- **EXERCISE DESCRIPTION**: Tally every line of the material where "phpstan" occurs, then write the total by itself.

- **RECORDS FOR PROCESSING**:
[Start of Attachment]

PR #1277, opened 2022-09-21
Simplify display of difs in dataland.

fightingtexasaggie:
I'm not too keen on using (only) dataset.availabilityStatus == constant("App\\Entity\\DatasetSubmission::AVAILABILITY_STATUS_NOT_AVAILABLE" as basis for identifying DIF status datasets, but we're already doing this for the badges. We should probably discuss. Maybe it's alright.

[End of Attachment]
[Start of Attachment]

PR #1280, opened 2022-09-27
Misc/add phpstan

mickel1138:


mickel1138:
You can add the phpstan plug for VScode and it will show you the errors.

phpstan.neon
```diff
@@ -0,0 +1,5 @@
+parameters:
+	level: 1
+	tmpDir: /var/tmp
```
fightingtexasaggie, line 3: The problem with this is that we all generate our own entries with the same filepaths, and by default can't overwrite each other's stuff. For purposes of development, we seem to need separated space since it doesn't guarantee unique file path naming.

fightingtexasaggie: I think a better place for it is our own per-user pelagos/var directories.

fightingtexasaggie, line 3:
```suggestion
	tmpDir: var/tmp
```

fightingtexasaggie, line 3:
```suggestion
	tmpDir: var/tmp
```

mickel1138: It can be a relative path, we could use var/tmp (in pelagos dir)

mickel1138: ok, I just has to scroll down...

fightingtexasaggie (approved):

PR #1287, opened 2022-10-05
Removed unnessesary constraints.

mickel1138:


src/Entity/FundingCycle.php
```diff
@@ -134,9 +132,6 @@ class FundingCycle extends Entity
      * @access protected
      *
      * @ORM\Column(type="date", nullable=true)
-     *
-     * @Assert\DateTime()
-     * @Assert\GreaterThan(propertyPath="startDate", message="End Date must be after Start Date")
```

[End of Attachment]

- **TASK ANSWER**: 3